Lets $p(x)$ as the Probability Distribution Function (PDF) of a dataset, where we want to approximate it by $p_\theta(x)$ :

$p_\theta(x) = \frac{e^{-f_\theta(x)}}{Z_\theta}$

$Z_\theta$ for normalization to make sure PDF intergrates to 1
$e^{-f_\theta(x)}$ $e^{- f_{θ} (x)}$ for matching the non-negative properties of PDF
- learned to output how dense the probability is around $x$ ; high => dense area, low => sparse area

Similar to Normal Distribution $\mathcal{N}(x|\mu, \sigma) = \frac{1}{\sqrt{2\pi\sigma^2}}e^{-\frac{(x-\mu)^2}{2\sigma^2}}$ , the exponent term forces it into non-negative and the denominator normalize to make sure PDF intergrates to 1

Since $Z_\theta$ can be extremely high dimensional, so we need to intergrate the entire space of $X$ and it is intractable to compute

Approximate $Z_\theta$ with Score

Score

Score is the log gradient of the PDF with respect to $x$ :

$\nabla_x \log p_\theta(x) = \nabla_x \log \frac{e^{-f_\theta(x)}}{Z_\theta}$

With some logarithm rules $\log(\frac{a}{b}) = \log a - \log b$ and $\ln(e) = 1$ : (log and ln are interchangeable)
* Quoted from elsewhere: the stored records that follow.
PR #893, opened 2021-11-22
Add remaining cjxl options to encoder api

lvandeve:
Also renamed the channel palette settings to what I now think are more clear names

### DIFF
--- a/lib/include/jxl/encode.h
+++ b/lib/include/jxl/encode.h
@@ -209,13 +209,13 @@ typedef enum {
    * percentage of range. Use 0-100 to set an explicit percentage, -1 to use the
    * encoder default. Used for modular encoding.
    */
-  JXL_ENC_OPTION_CHANNEL_COLORS_PRE_TRANSFORM_PERCENT = 20,
+  JXL_ENC_OPTION_CHANNEL_COLORS_GLOBAL_PERCENT = 20,
 
-  /** Use Local channel palette if the amount of colors is smaller than this
-   * percentage of range. Use 0-100 to set an explicit percentage, -1 to use the
-   * encoder default. Used for modular encoding.
+  /** Use Local (per-group) channel palette if the amount of colors is smaller
+   * than this percentage of range. Use 0-100 to set an explicit percentage, -1
+   * to use the encoder default. Used for modular encoding.
    */
-  JXL_ENC_OPTION_CHANNEL_COLORS_PERCENT = 21,
+  JXL_ENC_OPTION_CHANNEL_COLORS_GROUP_PERCENT = 21,
 
   /** Use color palette if amount of colors is smaller than or equal to this
    * amount, or -1 to use the encoder default. Used for modular encoding.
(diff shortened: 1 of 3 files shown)


lib/include/jxl/encode.h
```diff
@@ -251,6 +251,24 @@ typedef enum {
    */
   JXL_ENC_OPTION_MODULAR_PREDICTOR = 27,
 
+  /** Fraction of pixels used to learn MA trees as a percentage. -1 = default,
+   * 0 = no MA and fast decode, 50 = the default, 100 = All.
+   */
+  JXL_ENC_OPTION_MODULAR_TREE_PERCENT = 28,
```
jonsneyers, line 257: These enum names are already long enough, but maybe `JXL_ENC_OPTION_MODULAR_MA_TREE_LEARNING_PERCENT` is slightly more informative.

lib/include/jxl/encode.h
```diff
@@ -251,6 +251,24 @@ typedef enum {
    */
   JXL_ENC_OPTION_MODULAR_PREDICTOR = 27,
 
+  /** Fraction of pixels used to learn MA trees as a percentage. -1 = default,
+   * 0 = no MA and fast decode, 50 = the default, 100 = All.
```
jonsneyers, line 255: Can also mention that higher values will use more encode memory.

lib/include/jxl/encode.h
```diff
@@ -251,6 +251,24 @@ typedef enum {
...
+   */
+  JXL_ENC_OPTION_MODULAR_TREE_PERCENT = 28,
+
+  /** Number of extra (previous-channel) MA tree properties to use. -1 =
+   * default, 0-11 = valid values. Recommended values are in the range 0 to 3,
+   * or 0 to amount of channels minus 1 (including all extra channels, and
+   * excluding color channels when using VarDCT mode). Higher value gives slower
+   * encoding and slower decoding.
+   */
+  JXL_ENC_OPTION_MODULAR_EXTRA_PROPERTIES = 29,
```
jonsneyers, line 265: Maybe `_NB_PREV_CHANNELS` is better. The actual number of extra properties is 4 times this number, since there are 4 extra properties per previous channel.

$\nabla_x \log \frac{e^{-f_\theta(x)}}{Z_\theta} = \nabla_x \log e^{-f_\theta(x)} - \nabla_x \log Z_\theta = -\nabla_x f_\theta(x) - \nabla_x \log Z_\theta$

The second term becomes zero because it does not depend on $x$ .

similar to $f(x) = x$ , but $\frac{df(x)}{dy} = 0$ . Therefore $\nabla_x \log(Z_\theta) = 0$

$-\nabla_x f_\theta(x) - \nabla_x \log Z_\theta = -\nabla_x f_\theta(x) - 0 = s_\theta(x)$

We let $s_\theta(x)$ equals to $-\nabla_x f_\theta(x)$ .

Score Matching

Bascially means that we try to minimize the difference between the true log graident $\nabla_x \log p(x)$ and the predicted scores $s_\theta(x)$

$\frac{1}{2}\mathbb{E}_{p(x)}[||\nabla_x \log p(x) - s_\theta(x)||^2_2]$

The score function $\nabla_x \log p_\theta(x)$ tells you which direction you have to move a datapoint to increase the probability of it, as logarithm increases monotonically

But the problem is that we do not know the true log graident $\nabla_x \log p_\theta(x)$ . We would need some math track.

Recall the Expectation $\mathbb{E}_{p(x)} = \int p(x) dx$ , the equation can be rewritten as

$\frac{1}{2} \int p(x) (\nabla_x \log p(x) - s_\theta(x))^2dx$

As $(a-b)^2 = (a^2 + b^2 - 2ab)$ , the eqaution can be further expanded

$\frac{1}{2} \int p(x) (\nabla_x \log p(x))^2 + (s_\theta(x))^2 - 2 \nabla_x \log p(x) s_\theta(x) \space dx$

Separating the there terms, we get

$\frac{1}{2} \int p(x) (\nabla_x \log p(x))^2 \space dx + \frac{1}{2} \int p(x) (s_\theta(x))^2 \space dx - \frac{1}{2} \int p(x) 2 \nabla_x \log p(x) s_\theta(x) \space dx$

$\frac{1}{2} \int p(x) \nabla_x \log p(x)^2 \space dx + \frac{1}{2} \int p(x) s_\theta(x)^2 \space dx - \int p(x) \nabla_x \log p(x) s_\theta(x) \space dx$

Looking into the last term, with Derivative chain rule $\frac{d}{dx} \log f(x) = \frac{f'(x)}{f(x)}$ , we can get $\nabla_x \log p(x) = \frac{\nabla_xp(x)}{p(x)}$

$\int p(x) \nabla_x \log p(x) s_\theta(x) \space dx = \int p(x) \frac{\nabla_xp(x)}{p(x)} s_\theta(x) \space dx = \int \nabla_xp(x) s_\theta(x) \space dx$

By integration by parts formula $\int dvu = uv|^b_a - \int vdu$

$\int \nabla_xp(x) s_\theta(x) \space dx = p(x) \space s_\theta(x)|^{inf}_{x=-inf} + \int p(x) \nabla_x s_\theta(x) \space dx = \int p(x) \nabla_x s_\theta(x) \space dx$

the term $p(x) \space s_\theta(x)|^{inf}_{x=-inf}$ will become 0 because as X goes to infinity probability densities typically decay to 0. Think about a normal distribution but in the leftmost and rightmost they are 0s.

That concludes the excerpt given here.